3) むしろ,新型のA型(H1N1)としては1977年のソ連カゼであり,普段より少し多いぐらいだから「パンデミック」などと騒ぐ必要は無い。このとき,ソ連カゼに似たウィルスの流行が前段階であったので,少し抑制された.

4) 豚の新型インフルエンザの流行としては1978年のアメリカにあり,今回が初めてではない.また,今回,若い人がかかっているところを見ると,類似のウィルスが20年ほど前に流行した可能性がある.

5) 今回の豚インフルエンザがこれまでのインフルエンザとどの程度の「類似性」を持っているか,まだ不明である。

6) 毎年,インフルエンザが流行すると,航空機などの移動で全世界に広まる.そこで,ワクチンの製造に当たっては世界の流行を見て準備する。だから,「世界の何処かで発生して,それが航空機などで蔓延する」というのは毎年のことである.

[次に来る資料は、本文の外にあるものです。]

PR #5920, opened 2025-05-22
Crop large OP_RETURN data in tx details section

natsoni:
Currently, we don't crop OP_RETURN data in the transaction details, which can cause the page to freeze on some transactions:

https://mempool.space/tx/b47eba144b4b9e9ee4e99f1db2081986f5ac59a7944780125e8c3360fec659c7

https://mempool.space/tx/516c63376556d87c4779033327184ee00a08c4c14498e14673357ce4a791406b

This PR fixes the issue by truncating large `asm`, `hex`, and `OP_RETURN data` fields and adding a "Show all" button to expand if needed, similarly to how we crop large witnesses in inputs.

Screenshot 2025-05-22 at 17 28 27


frontend/src/app/components/transactions-list/transactions-list.component.html
```diff
@@ -384,15 +384,58 @@
...
+                        <td style="text-align: left;">
+                          @if (vout.scriptpubkey.length > 1000) {
+                            @if (!showFullScriptPubkeyHex[vindex]) {
+                              {{ vout.scriptpubkey | slice:0:1000 }}
+                            } @else {
+                              {{ vout.scriptpubkey }}
+                            }
+                          } @else {
+                            {{ vout.scriptpubkey }}
+                          }
```
mononaut: the outer `@if ... @else` here is redundant (if the scriptpubkey is less than 1000 characters, the `slice` pipe will have no effect anyway)

frontend/src/app/components/transactions-list/transactions-list.component.html
```diff
@@ -384,15 +384,58 @@
...
+                          </div>
+                        </td>
                       </tr>
                       <tr *ngIf="vout.scriptpubkey_type == 'op_return'">
                         <td>OP_RETURN <span>data</span></td>
-                        <td style="text-align: left;">{{ vout.scriptpubkey_asm | hex2ascii }}</td>
+                        <td style="text-align: left; word-break: break-word;">
+                          @if (vout.scriptpubkey_asm.length > 1000) {
+                            @if (!showFullOpReturnData[vindex]) {
+                              {{ (vout.scriptpubkey_asm | slice:0:1000 | hex2ascii) }}
```
mononaut: better to swap the order of the pipes here, so that we're truncating the *displayed* text instead of the unconverted hex data - this will also make the size of the cropped fields more consistent.

so:
```
{{ (vout.scriptpubkey_asm | hex2ascii | slice:0:1000) }}
```

frontend/src/app/components/transactions-list/transactions-list.component.html
```diff
@@ -384,15 +384,58 @@
...
+                              <span *ngIf="showFullScriptPubkeyHex[vindex]" i18n="show-less">Show less</span>
+                            </label>
+                          </div>
+                        </td>
                       </tr>
                       <tr *ngIf="vout.scriptpubkey_type == 'op_return'">
                         <td>OP_RETURN <span>data</span></td>
-                        <td style="text-align: left;">{{ vout.scriptpubkey_asm | hex2ascii }}</td>
+                        <td style="text-align: left; word-break: break-word;">
+                          @if (vout.scriptpubkey_asm.length > 1000) {
```
mononaut: redundant outer if statement again

frontend/src/app/shared/components/asm/asm.component.ts
```diff
@@ -82,6 +82,7 @@ export class AsmComponent {
     ['ELSE', 'control'],
     ['ENDIF', 'control'],
     ['VERIFY', 'control'],
+    ['RETURN', 'control'],
```
mononaut, line 106: good catch, I'm not sure how that line got lost 😅

frontend/src/app/components/transactions-list/transactions-list.component.html
```diff
@@ -384,15 +384,58 @@
                     <tbody>
                       <tr>
                         <td i18n="transactions-list.scriptpubkey.asm|ScriptPubKey (ASM)">ScriptPubKey (ASM)</td>
-                        <td style="text-align: left;" [innerHTML]="vout.scriptpubkey_asm | asmStyler"></td>
+                        <td style="text-align: left;">
+                          <app-asm [asm]="vout.scriptpubkey_asm" [crop]="showFullScriptPubkeyAsm[vindex] ? 0 : 1000"></app-asm>
```
mononaut, line 388: The default behavior of the `crop` property on the ASM component can look a bit odd here with large op_returns, since if there's a data push over 500 bytes it gets hidden entirely instead of just truncated to the first ~1000 hex characters.

Screenshot 2025-06-05 at 12 10 09 AM


I don't think this feature of the component is actually used anywhere else yet, so it's probably fine to just change the behavior to blindly truncate based on character count for now, although it would be even nicer to attempt to always truncate either in whitespace or in the middle of a sufficiently large data item (rather than halfway through an opcode, for example).

mononaut (changes requested):
implementation looks good, just needs a few minor tweaks mentioned in the inline comments before it's ready to merge

frontend/src/app/components/transactions-list/transactions-list.component.html
mononaut: (you can use the hex2ascii pipe inside the `*ngIf` condition, to make the "show all"/"show less" toggle work correctly too, like `(vout.scriptpubkey_asm | hex2ascii).length > 1000`)

frontend/src/app/components/transactions-list/transactions-list.component.html
natsoni: I updated the crop logic in the ASM component to fill up to the limit, provided that at least the opcode + a few more chars fits within the limit so that only data item is cropped:
 
Screenshot 2025-06-18 at 21 30 40

natsoni:
I think I addressed the issues you brought up, thanks for the feedback!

7) 毎年,日本だけで推定1万5000人も死ぬのがインフルエンザだから,もともと災害の中ではもっとも大きい災害に属する。

8) インフルエンザ・ウィルスはカモが発祥であるが,人間とともに生きていくウィルスであって,撲滅は難しいが,そのうち,天然痘などとともに少しずつ減らしていくことになるだろう。

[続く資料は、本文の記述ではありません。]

PR #5921, opened 2025-05-22
Add some checks to the production install script

knorrium:
The installer currently assumes a clean server state to run as it creates zfs datasets, users and groups.

Due to some issues installing node on arm64 FreeBSD, the install script fails and leaves the server in a dirty state.

These checks ensure the datasets are recreated, and only adds the user and groups if they don't currently exist.

This has only been tested on FreeBSD and a separate PR should add the same checks to Linux based servers.

### DIFF
--- a/production/install
+++ b/production/install
@@ -499,15 +499,21 @@ osUserCreate()
 {
     case $OS in
         FreeBSD)
-            # pw useradd -d /mempool -g mempool [-G additional_group] -n mampool
-            if [ $# -eq 3 ] ; then
-                osSudo "${ROOT_USER}" pw useradd -d "$2" -g "$3" -n "$1"
-            elif [ $# -eq 4 ]; then
-                osSudo "${ROOT_USER}" pw useradd -d "$2" -g "$3" -G "$4" -n "$1"
+          if id "$USERNAME" >/dev/null 2>&1; then
+            echo "User '$USERNAME' already exists."
             else
-                echo "Illegal number of parameters"
-                exit 1
-           fi
+                echo "Creating user '$USERNAME'..."
+                # pw useradd -d /mempool -g mempool [-G additional_group] -n mampool
+                if [ $# -eq 3 ] ; then
+                    osSudo "${ROOT_USER}" pw useradd -d "$2" -g "$3" -n "$1"
+                elif [ $# -eq 4 ]; then
+                    osSudo "${ROOT_USER}" pw useradd -d "$2" -g "$3" -G "$4" -n "$1"
+                else
+                    echo "Illegal number of parameters"
+                    exit 1
+            fi
+        fi
+
         ;;
         Debian)
             # useradd -d /mempool -g mempool [-G additional_group] mempool
@@ -527,7 +533,12 @@ osGroupCreate()
 {
     case $OS in
         FreeBSD)
-            osSudo "${ROOT_USER}" pw groupadd $*
+            if pw groupshow $1 >/dev/null 2>&1; then
+                echo "Group already exists"
+            else
+                echo "Creating "${$1}" group..."
+                osSudo "${ROOT_USER}" pw groupadd $*
+            fi
         ;;
         Debian)
             osSudo "${ROOT_USER}" groupadd $*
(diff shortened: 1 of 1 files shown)


production/install
```diff
@@ -551,119 +562,169 @@ osCertbotDryRun()
...
+    zfsCleanupDataset "${ZPOOL}/minfee"
     zfs create -o "mountpoint=${MINFEE_HOME}" "${ZPOOL}/minfee"
+
+    zfsCleanupDataset "${ZPOOL}/electrs"
     zfs create -o "mountpoint=${ELECTRS_HOME}" "${ZPOOL}/electrs"
+
+    zfsCleanupDataset "${ZPOOL}/mempool"
     zfs create -o "mountpoint=${MEMPOOL_HOME}" "${ZPOOL}/mempool"
+
+    zfsCleanupDataset "${ZPOOL}/mysql"
```
wiz, line 598: You can't just yolo nuke all of these filesystems if they already exist, what happened to the upgrade codepath that @portlandhodl made? If the filesystems already exist then we want to upgrade things on the server, not delete everything.

production/install
```diff
@@ -1101,12 +1162,17 @@ esac
...
+  echo "[*] Installing nvm.sh from GitHub"
+  osSudo "${MEMPOOL_USER}" sh -c 'curl -o- https://raw.githubusercontent.com/nvm-sh/nvm/v0.40.2/install.sh | bash'
 
-echo "[*] Building NodeJS via nvm.sh"
-osSudo "${MEMPOOL_USER}" zsh -c 'source ~/.zshrc ; CC=gcc CXX=g++ nvm install v22.14.0 --shared-zlib'
-osSudo "${MEMPOOL_USER}" zsh -c 'source ~/.zshrc ; nvm alias default 22.14.0'
+  echo "[*] Building NodeJS via nvm.sh"
+  osSudo "${MEMPOOL_USER}" zsh -c 'source ~/.zshrc ; CC=gcc CXX=g++ nvm install v22.14.0 --shared-zlib'
+  osSudo "${MEMPOOL_USER}" zsh -c 'source ~/.zshrc ; nvm alias default 22.14.0'
+fi
```
wiz, line 1175: Please try to match the current indentation

production/install
```diff
@@ -1855,7 +1921,12 @@ echo "[*] Adding MySQL configuration"
 case $OS in
 
     FreeBSD)
-        osSudo "${ROOT_USER}" service mysql-server onestart
+        if ! osSudo "${ROOT_USER}" service mysql-server status >/dev/null 2>&1; then
+            echo "MySQL is not running. Starting..."
+            osSudo "${ROOT_USER}" service mysql-server onestart
+        else
+            echo "MySQL is already running."
+        fi
```
wiz, line 1929: It might make more sense to change this to a loop (including replacing the `sleep 10` below), where you run the onestart command with `|| true` at the end of the commend to not exit this script if it fails for some reason (like if mysql is already running), and then `sleep 1` inside the loop checking the status and continuing after you verify that mysql has indeed started

production/install
```diff
@@ -551,119 +562,169 @@ osCertbotDryRun()
...
         zfs create -o "mountpoint=${ELECTRS_LIQUIDTESTNET_DATA}" "${ELECTRS_LIQUIDTESTNET_ZPOOL}/electrs/liquidtestnet"
         for folder in cache history txstore
         do
+            zfsCleanupDataset "${ELECTRS_LIQUIDTESTNET_ZPOOL}/electrs/liquidtestnet/${folder}"
             zfs create -o "mountpoint=${ELECTRS_LIQUIDTESTNET_DATA}/newindex/${folder}" "${ELECTRS_LIQUIDTESTNET_ZPOOL}/electrs/liquidtestnet/${folder}"
         done
     fi
 
     if [ "${CLN_INSTALL}" = ON ];then
+        zfsCleanupDataset "${ZPOOL}/cln"
```
wiz, line 727: No, you cannot just yolo nuke this filesystem, we need to preserve the data and continue with an upgrade. I believe @portlandhodl already worked on this, so maybe you can check his WIP work branch and base on top of that

production/install
```diff
@@ -551,119 +562,169 @@ osCertbotDryRun()
...
+{
+  DATASET="$1"
+  echo "Cleaning up dataset: $DATASET"
+  if zfs list -H -o name "$DATASET" >/dev/null 2>&1; then
+    echo "Destroying existing dataset: $DATASET"
+    zfs unmount -f "$DATASET"
+    zfs destroy -r "$DATASET"
+  fi
+}
+
```
wiz, line 575: "cleanup" is a hell of a way of saying delete all of our filesystems without any confirmation or anything lol

wiz (changes requested):
I would check @portlandhodl WIP work branch - you might want to make a new PR based on that

PR #5929, opened 2025-06-03
Show decimal in block fee range

natsoni:
Mempool blocks: 

Screenshot 2025-06-03 at 11 45 41

Also shown on mined blocks for consistency:

Screenshot 2025-06-03 at 11 46 01


orangesurf:
I wonder if we should make the numbers after the decimal visually distinct to make it easier to differentiate e.g. 1.22 vs 201 in the screenshot. Perhaps a slightly different color or smaller size?

image

natsoni:
A smaller size for decimal part would look like this:

Screenshot 2025-06-03 at 16 25 08

wiz (approved):
utACK - curious to hear @softsimon thoughts before merging

softsimon (changes requested):
Use the new fee range also on the Block component for consistency

MiguelMedeiros:
Would it also be possible to add decimals in this "transactions fees" section?
image

softsimon:
> Would it also be possible to add decimals in this "transactions fees" section? 

No, because those are more user friendly numbers rounded up for people to input in wallets

MiguelMedeiros:
Got it. But the UX ends up being quite poor when we have identical fees like in this screenshot. Maybe once most wallets support fees below 1 sat/vbyte, it’ll be worth updating this section as well.

image

PR #5933, opened 2025-06-15
[accelerator] show square payment receipt on pizza tracker

nymkappa:


wiz (approved):
"Download Receipt" would be better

9) 基本的にはウィルスの病気は一度かかると二度とかから無いが,インフルエンザ・ウィルスは突然変異するので,少し違うウィルスが新しくでてくる。

10) 人類は有史以来,インフルエンザと闘ってきた記録が多く残っている.従って,現在,生活している人間はある程度,インフルエンザに強い体質などを持っていると推定される(自然淘汰).

分からないものは分からない.現時点では,危ないか,普通のインフルエンザ程度か不明である。不明なことを無理矢理,判ったように言ってはいけない。

ただ,ポイントはある.

1) 少し注意する。この際,少し衛生的で栄養にも注意する。

2) 感染者は老人が多いか,若者が多いか.老人が多ければ新しいウィルスだから大きく広がる可能性があるが(スペイン型),若者に限定されれば,数10年前に流行した可能性があるので,広がらない(ソ連型).

3) 学問を発展させて,当確がでる時間を早くする。

地道な学問というのは本当に大切で,現在は「役に立つ学問」ということでなにか新しいものを作ることだけにお金がでるが,感染速度や経路の研究という研究を社会が支持してくれると良いのだが.

まったく苦情でもないけれど,私の専門分野では,「ものを繰り返し使う」という直接的なリサイクルの研究には膨大な研究費がでるが,繰り返し使うための「劣化の研究」,「再生の研究」にはほとんど研究費は出ないのが現状でだから.

そんな状態では,普通の人のアイディアの範囲でしかリサイクルができないので,結果的に循環型社会は到来しない.根本的な知識が増えることが危険を避け,人類を発展させると私は思う。